Hi,
I wonder if anyone can help. I am trying to analyse my NGS tag sequencing data. We have a list of aligned genes with read counts, read counts per million for two different cell types (lets call them X and Y) and the fold changes in gene expression between them. We are mainly interested in one of the cell types (X) more than the other in that we want to know which genes are enriched in X as compared to Y.
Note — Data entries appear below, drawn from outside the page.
PR #554, opened 2020-03-11
use old resultssectionheader for universal results

oshi97:


oshi97:
TEST=manual
check that universal results uses old header
check that vertical results still uses new header when showResultsCount or showAppliedFilters are true

PR #559, opened 2020-03-11
Remove callsToActionFields config option for card

oshi97:
update readme


oshi97:
TEST=manual
Test that my Oliver Shi person entity in roses dev account does not use the cta custom field with
callsToActionFields specified

oshi97:
TEST=manual
Test that my Oliver Shi person entity in roses dev account does not use the cta custom field with
callsToActionFields specified

PR #565, opened 2020-03-11
V13/qa

oshi97:
v0.13.0 QA for vertical results
1. Fix results count to read 0-20 of 1039 instead of 0-20 of 20
2. Filter out ctas without url and label before adding additional css classname modifiers
3. In StandardCard, do not style the title as a link if there is no url
4. Columns work without a resize handler now. I've never felt so stupid and smart at the same time.
5. Add additional error step in componentmanager.js to check if component type is recognized. If it is not, send an error message that sends valid components types with similar names and asks if you made a typo.
6. Always use absolute urls in cards and CTAs. Rose said we can assume nobody would ever want a relative url.
7. Fix ie11 styling. Whopee! Also a number of the other styling qa items.
8. Remove the footer component from vertical/universal results - will be part of jambo layout in the future.
9. Allow config.details: null for cards, and to use no details instead of using defaults.
10. Use old resultssectionheader for universal results.
11. Fix includeMap option for vertical/universal results. Needed to wrap data in { map: data }
12. Add TITLE_CLICK analytics event for standard card. Also add SEARCHER analytics option in accordion card. Fix ROW_COLLAPSE and ROW_EXPAND events being flipped.
13. Update all instances of the newWindow config option for cards and CTAs to the target config option. This allows users to set any target attribute instead of only allowing _self or _blank.
14. Rename showResultsCount to showResultCount in vertical results config. I like showResultsCount more but whatever.
15. Remove callsToActionFields config option for cards. Rose said they didn't want this anymore, sad.
16. Unescape title, subtitle, details config options in accordion/standard card handlebars and label config option in cta.hbs. Rose said it should be okay and has been discussed with Jon Hyler.
17. Do not render CTACollectionComponent container when there are no CTAs with both label and url field. This was done because the container has it's own flex-grow which was causing spacing styling issues.
18. Add word-break: break-all to CTA.scss. I was against this for a while but don't care anymore.
19. Don't register TITLE_CLICK analytics event handler in standard card when there is no title.
20. Add aria-label alt text for image in the Standard Card.
21. Change the behavior of the expanded config option for Accordion Cards to only expand the card if it is the first one in the results.
22. Update the readme for all these changes.

This list is consistent with the order of commits below, excluding updating the readme which was done throughout.


src/ui/templates/results/resultsheader.hbs
```diff
@@ -1,22 +1,25 @@
...
-      <span>-</span>
-      {{resultsCountEnd}}
-      <span>of</span>
-      {{resultsLength}} 
-    </div>
-    {{#if showResultSeparator}}
-      <div class="yxt-ResultsHeader-resultsCountSeparator">{{_config.resultsCountSeparator}}</div>
+    {{#if resultsCount}}
+      <div class="yxt-ResultsHeader-resultsCount">
+        <span class="yxt-ResultsHeader-resultsCount-start">{{resultsCountStart}}</span>
```
creotutar: ok i LOVE that you are adding the descriptive class names (esp. for the dash, tysm)
but to follow SUIT, we should only have one single dash outside of the `yxt-`
so `yxt-ResultsHeader-resultsCountStart` or `yxt-ResultsHeader-resultsCountEnd`

src/ui/components/ctas/ctacollectioncomponent.js
```diff
@@ -46,31 +46,28 @@ export default class CTACollectionComponent extends Component {
...
     this._config._ctaModifiers = this._config._ctaModifiers;
 
-    /**
-     * The computed calls to action array
-     * @type {Array<Object>}
-     */
-    this.callsToAction = this.resolveCTAMapping(this.result, callsToActionFields, ...callsToAction);
-
-    this.callsToAction = this.callsToAction.map(cta => {
+    callsToAction = this.resolveCTAMapping(this.result, callsToActionFields, ...callsToAction);
```
creotutar: will this `...` work if callsToAction is a function?

src/ui/components/ctas/ctacollectioncomponent.js
```diff
@@ -46,31 +46,28 @@ export default class CTACollectionComponent extends Component {
...
-        return {
-          eventOptions: this.defaultEventOptions(this.result),
-          _ctaModifiers: _ctaModifiers,
-          ...cta
-        };
       }
     });
+    callsToAction = callsToAction.filter(cta => cta.url && cta.label);
+    this.callsToAction = callsToAction.map(cta => {
+      const _ctaModifiers = this._config._ctaModifiers;
```
creotutar: nit: is there a reason we use `_` syntax for this const if its not an instance variable?

src/ui/components/ctas/ctacollectioncomponent.js
creotutar: maybe this is just an opinion: im not sure this is a case when want to use `let`. i think variables should represent a single concept, either the callsToAction we get from the config or the resolution of those callsToAction. maybe split this out into two separate variables?

src/ui/templates/cards/standard.hbs
```diff
@@ -19,13 +19,23 @@
...
-            href="{{_config.url}}" target={{#if _config.newWindow}}"_blank" rel="noopener noreferrer nofollow"{{else}}"_self"{{/if}}
-          {{/if}}>
+        {{#if _config.url}}
+          <div class="yxt-StandardCard-title">
+            {{#if _config.newWindow}}
+              <a href="{{_config.url}}" target="_blank" rel="noopener noreferrer nofollow">
+                {{_config.title}}
+              </a>
+            {{else}}
+              <a href="{{_config.url}}" target="_blank" "_self">
```
creotutar: i think you meant target="_self" here?

creotutar: i kinda liked what you were doing with the `target={{#if`
saves you from writing out/changing _config.url and _config.title twice

src/ui/sass/modules/_AccordionCard.scss
```diff
@@ -38,17 +39,20 @@
     width: 100%;
     display: flex;
     cursor: pointer;
-    height: $accordion-card-spacing * 2.75;
     background: none;
-    cursor: pointer;
```
creotutar, line 43: im surprised you're removing this
do we not want this to indicate a clickable element?

src/ui/sass/modules/_AccordionCard.scss
```diff
@@ -114,6 +121,7 @@
   &-ctas 
   {
     margin-top: $accordion-card-spacing / 2;
+    visibility: hidden;
```
creotutar: ~is there a reason we are setting visibility to hidden vs removing the elements from the hbs?~

i see below we are bringing back visibility

src/ui/sass/modules/_AccordionCard.scss
```diff
@@ -133,10 +141,21 @@
...
     overflow: hidden;
     transition: all 400ms ease;
   }
+
+  .yxt-AccordionCard-ctas
+  {
+    visibility: visible;
+  }
+
+  .yxt-CTACollection-item:not(:last-child) {
```
creotutar: nit: `{` on new line please

src/ui/sass/modules/_AccordionCard.scss
creotutar: if we want the elements still in the DOM, would vote to use `display: none;` so that spacing isnt reserved for the elements

README.md
```diff
@@ -504,19 +504,6 @@ ANSWERS.addComponent('VerticalResults', {
     // see [Calls To Action](#Calls-To-Action) and [Calls To Action Fields](#Calls-To-Action-Fields)
     callsToAction: () => [],
     callsToActionFields: [ "c_primaryCTA","c_secondaryCTA" ]
-  },
-  // Config for the footer at the bottom of the results
-  footer: {
```
creotutar, line 509: 👋

src/ui/components/cards/standardcardcomponent.js
```diff
@@ -183,6 +196,9 @@ export default class StandardCardComponent extends Component {
         this.setState();
       });
     }
+
+    const titleEl = DOM.query(this._container, '.js-yxt-StandardCard-title');
+    DOM.on(titleEl, 'click', this.handleTitleClick);
```
creotutar: why is this a click event instead of being handled in the hbs template? from what i've seen, we only do it in the JS when the eventType is dynamic (e.g. accordionresults and directanswers) but opt to keep it in the DOM otherwise

src/ui/templates/cards/standard.hbs
```diff
@@ -8,7 +8,7 @@
   {{/if}}
   <div class="yxt-StandardCard-wrapper">
     {{#if _config.image}}
-      <div class="yxt-StandardCard-img" style="background-image: url('{{_config.image}}');">
+      <div class="yxt-StandardCard-img" style="background-image: url('{{_config.image}}');" role="img" aria-label="{{imgAlt}}">
```
creotutar: im curious: why is this a div instead of an ``?

src/ui/templates/cards/standard.hbs
creotutar: seems to have been resolved with `_target`

README.md
oshi97: 💀

src/ui/components/ctas/ctacollectioncomponent.js
oshi97: Uhh no real reason I just wanted the names the match up since I call it _ctaModifiers everywhere else

src/ui/sass/modules/_AccordionCard.scss
oshi97: Ah yeah this was so that the CTAs would not be tabbed into if the accordion was not expanded. Display none is better!

src/ui/sass/modules/_AccordionCard.scss
oshi97: sorry bad habits :'(

src/ui/templates/cards/standard.hbs
oshi97: yeah rose pulled a fast one on me haha

src/ui/sass/modules/_AccordionCard.scss
oshi97: I had it twice for some reason, probably due to a merge conflict from before

src/ui/templates/cards/standard.hbs
oshi97: I couldn't figure out how to get object-position styling for ie11

src/ui/templates/results/resultsheader.hbs
oshi97: updated!

src/ui/components/ctas/ctacollectioncomponent.js
oshi97: tried to refactor this to be cleaner

src/ui/components/cards/standardcardcomponent.js
oshi97: updated to use in-line events

oshi97:
Added no results QA as the latest commit
1. Add noResults config to vertical results component readme
2. Remove filters from results header, and from readme
3. Change verticalpagesconfig.js to be semi-immutable,
	to avoid issue with navigation component mutating the config
4. refactor models/verticalresults.js
5. add no_results_config to storagekeys.js, so that pagination
	displays only when no results are configured to displayAllResults
6. Fix not having search query in alternativeVertical's universalUrl
7. Change universalUrl in vertical results to try to pull from
	the global vertical pages config first, using the first
	element that does not have a verticalKey
8. Styling changes/fixes for no results
9. Fix navigation component not setting verticalKey in navigation analytics events
10. Change default noresults icon to null instead of star
11. Change no results to always display on vertical, instead of falling
	back to old no results

oshi97:
WIP until finished with Rose's new ideas after seeing qa branch

oshi97:
Finished remaining second round QA from rose

oshi97:
1. In standard/accordion card, ternary operator for details was flipped
2. don't use headshot.alternateText for alternate image text in standard card
3. in ctacollectioncomponent.js, should filter out ctas that don't have a url and label AFTER applying cta mappings
4. update text for aria-label in resultsheader.hbs results count
5. add bottom border to no results when on mobile
6. use breakpoint-mobile-max instead of container-desktop-base for mobile card styling
7. add back applied filters to results header (talked with rose on this kinda sucks we have to go back and forth)
8. remove black border from accordion card :focus (another back and forth guy)
9. improve standard card styling based on rose's complaints/suggestions
10. fix weird bug in rose's test cases where a vertical search using standard cards with one result and no details led to the whole width of vertical results being very thin. fixed by adding placeholder elements
11. for universal results' verticalURL, try to use the VERTICAL_PAGES_CONFIG to get the url first before looking in the setState data (which is a models/section.js)

src/ui/components/results/paginationcomponent.js
```diff
@@ -69,10 +70,18 @@ export default class PaginationComponent extends Component {
     return 'results/pagination';
   }
 
+  shouldShowControls (results, limit) {
+    const hasResults = results.searchState === 'search-complete' && results.resultsCount > limit;
+    const noResultsConfig = this.core.globalStorage.getState(StorageKeys.NO_RESULTS_CONFIG) || {};
```
creotutar, line 75: does this make it so that if we want this function to function properly, we must addComponent('VerticalResults') before we addComponent('Pagination')

src/ui/components/results/verticalresultscomponent.js
```diff
@@ -209,7 +210,7 @@ export default class VerticalResultsComponent extends Component {
       data = this.core.globalStorage.getState(StorageKeys.ALTERNATIVE_VERTICALS);
       const newOpts = {
         template: this._config.noResultsTemplate,
```
creotutar, line 212: is this allowing us to default to our normal template if a noResultsTemplate is not defined as the README indicates? any reason not to use `this.noResultsTemplate`?

src/ui/sass/modules/_AlternativeVerticals.scss
```diff
@@ -7,8 +7,9 @@
   border-right: $border-default;
   border-left: $border-default;
 
+  $alternative-verticals-emphasized-font-weight: 500;
```
creotutar: can we use one of the font-weight variables in _fonts.scss? if not, can we add this to that file?

src/ui/templates/navigation/navigation.hbs
```diff
@@ -4,8 +4,13 @@
       <li>
         <a class="js-yxt-navItem yxt-Nav-item{{#if isActive}} is-active{{/if}}"
           href="{{url}}"
-          data-eventtype="{{#if @first}}ALL_TAB_NAVIGATION{{else}}VERTICAL_TAB_NAVIGATION{{/if}}"
-          data-eventoptions='{"verticalConfigId": "{{configId}}"}'
+          {{#if @first}}
+            data-eventtype="ALL_TAB_NAVIGATION"
+            data-eventoptions='{"verticalKey": "all"}'
```
creotutar: possible for this to be the "configId" that is passed into the hbs? worried about hardcoding this,
does this also imply that verticals in the future cannot be named "all"?

src/ui/components/results/verticalresultscomponent.js
```diff
@@ -132,6 +124,15 @@ export default class VerticalResultsComponent extends Component {
     return true;
   }
 
+  getUniversalUrl () {
+    const universalConfig = this._verticalsConfig.find(config => !config.verticalKey) || {};
+    let universalUrl = this._universalUrl;
```
creotutar: im not able to trace where `config.universalUrl` is coming from. it's not in the README and i don't see it being passed in anywhere.

if we're given the scenario where `universalUrl` is null, and we only have vertical configs with non-null `verticalKey`, is it possible we will return a non-working universal url below?

creotutar: im not understanding why this lives in the verticalresultscomponent. should we perhaps be doing this URL construction in some common URL file that is always referring to some source of truth? how do we get the URLs with query parameters for navigation tabs when we click on them?

src/ui/components/results/verticalresultscomponent.js
```diff
@@ -133,6 +133,13 @@ export default class VerticalResultsComponent extends Component {
     return `${universalUrl}?query=${this.query || ''}`;
   }
 
+  getVerticalURL (data) {
+    const verticalConfig = this._verticalsConfig.find(config => config.verticalKey === this.verticalKey) || {};
+    const verticalURL = verticalConfig.url || data.verticalURL || this.verticalKey + '.html';
+    console.log(this._verticalsConfig, verticalConfig, data, this.verticalKey);
```
creotutar: console.log

src/ui/sass/modules/_Card.scss
```diff
@@ -16,8 +16,16 @@
     }
   }
 
+  &-child--universal {
+    margin-bottom: 0;
+  }
+
+  & + & .yxt-Card-child--universal {
+    border-top: 0;
```
creotutar, line 22: why is the border between cards put on the yxt-Card-child instead of the yxt-Card?

creotutar (commented):
LGreatTM

What do you think about a common place for putting URL construction logic based on the verticalPages?

src/ui/components/results/paginationcomponent.js
oshi97: nope order doesn't matter! every time a new StorageKeys.VERTICAL_RESULTS is updated the pagination component does a setState, which should update the no results config again

src/ui/components/results/verticalresultscomponent.js
oshi97: the weird config class pattern we have is probably not the best, but this.noResultsTemplate is part of the config class, not the component, so it ends up in this._config

src/ui/sass/modules/_AlternativeVerticals.scss
oshi97: yes, good idea!

src/ui/templates/navigation/navigation.hbs
oshi97: hmmmm yeah the "ALL_TAB_NAVIGATION" event really doesn't need a verticalKey since it's pretty implied. I'll ask Rose, she had just told me to hardcode it to "all"

src/ui/sass/modules/_Card.scss
oshi97: it let me make the columns flex-basis percentages really precise, but I think putting the borders and margin on yxt-Card makes more sense

src/ui/components/results/verticalresultscomponent.js
oshi97: for URLs there's only a few places but it looks like we do something like

```
      let query = inputEl.value;
      let params = new SearchParams(window.location.search.substring(1));
      params.set('query', query);
```

oshi97: for the navigation component they do some complicated stuff that doesn't seem obvious to me, but it's all contained within the component

src/ui/templates/navigation/navigation.hbs
oshi97: yeah she said we don't need it!

oshi97:
thanks for the suggestions christian! I think the code is in a much better place now

src/ui/components/results/verticalresultscomponent.js
oshi97: updated to use urlutils.js

oshi97: added new method addQueryToUrl to urlutils.js

src/ui/components/results/verticalresultscomponent.js
oshi97: yes this still uses normal template if it is not defined

oshi97: *it being the noResultsTemplate

oshi97:
1. separate vertical/universal url with query string logic into urlutils.js
2. remove unused this._universalUrl in verticalresultscomponent.js
3. add font-weight-medium = 500 to _fonts.scss, used in alternativeverticals.scss
4. update card.scss to put border and margin on yxt-Card instead of yxt-Card-child.
   in order to do this flex-basis of for yxt-Card had to be updated for columns
5. remove veritcalKey: all from navigation.hbs event options

src/core/utils/urlutils.js
```diff
@@ -31,3 +31,12 @@ export function getAnalyticsUrl (env = PRODUCTION, conversionTrackingEnabled = f
...
     : 'https://answers.yext-pixel.com';
 }
+
+/**
+ * Returns the passed in url with the query appended to it.
+ * @param {string} url
+ * @returns {string}
+ */
+export function addQueryToUrl (url, query) {
+  return url.split('?')[0] + '?query=' + query;
```
creotutar: if the url already has query parameters, do we want to drop this? (e.g. client has analytics information in the search parameters)

do we want to use SearchParams.set?

oshi97: oh that's a good point, I just assumed anything extra in there was unwanted

src/core/utils/urlutils.js
```diff
@@ -31,3 +31,12 @@ export function getAnalyticsUrl (env = PRODUCTION, conversionTrackingEnabled = f
     ? 'https://sandbox-answers.yext-pixel.com'
     : 'https://answers.yext-pixel.com';
 }
+
+/**
+ * Returns the passed in url with the query appended to it.
+ * @param {string} url
+ * @returns {string}
+ */
+export function addQueryToUrl (url, query) {
```
creotutar: do we want to follow the naming convention with a "getQueryUrl"?

creotutar: maybe construct?

oshi97: I changed it to addParamsToUrl, to make it more generic, does that work?

src/core/utils/urlutils.js
oshi97: updated to only add params

src/ui/components/results/verticalresultscomponent.js
```diff
@@ -122,14 +122,14 @@ export default class VerticalResultsComponent extends Component {
   getUniversalUrl () {
     const universalConfig = this._verticalsConfig.find(config => !config.verticalKey) || {};
     if (universalConfig.url) {
-      return addQueryToUrl(universalConfig.url, this.query);
+      return addParamsToUrl(universalConfig.url, { query: this.query });
```
creotutar, line 125: if query is null or empty, will this add an empty query to the url? is this a bad thing if they have allowEmptyQuery set to true?

oshi97: Did you mean set to false? I tried looking around and I've heard of that option a few times but can't find it anywhere in the codebase or readme

oshi97: I think it should be fine

oshi97: universalUrl shouldn't show up if they don't allow empty queries and there's an empty query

However, the data we get back from the GeneProf programme has a considerable number of zeros for tag counts for aligned genes in both X and Y cell types. Obviously, GeneProf can't compute the fold change when either of the tag counts has a zero which means I have a large amount of blank fold changes. Is there a standard way of dealing with this? If I set all the zeros to a constant of 1, will this skew some of my fold changes? Alternatively, I thought I could set all the zeros to a constant of a really small number such as 0.0000000001 or something, but then the fold changes I get will be massive numbers so not sure if that is any good either?
Can anyone help?
Thank you for your reply Istvan,
I was under the impression that statistics could not be done if you only have one replicate for each cell type/condition etc? I was hoping to take the fold changes and do Kernel Density plots to look at the distribution of fold changes to try and identify a fold change that is "significant" compared to the rest as I understand that DESeq and Cuffdiff are meaningless without technical/biological replicates.
However, if you have any other strategy for this analysis then I'm very open to suggestions!
Ok that is now a different issue altogether - the first is what to do with zero counts, the second question is what to do if I don't have replicates. That is unrelated to the first, and it actually questions the data even more. If you don't have replicates the reliability of fold change is even worse as your errors will add up quadratically and you don't have any way to mitigate that.
The reason so many tools don't work without replicates is that one cannot infer anything useful without them.
The one potential way to use data with no replicates is to validate hypotheses derived by other means. So instead of this data being the driver for hypothesis discovery it becomes the means of validating a hypothesis derived in a different way.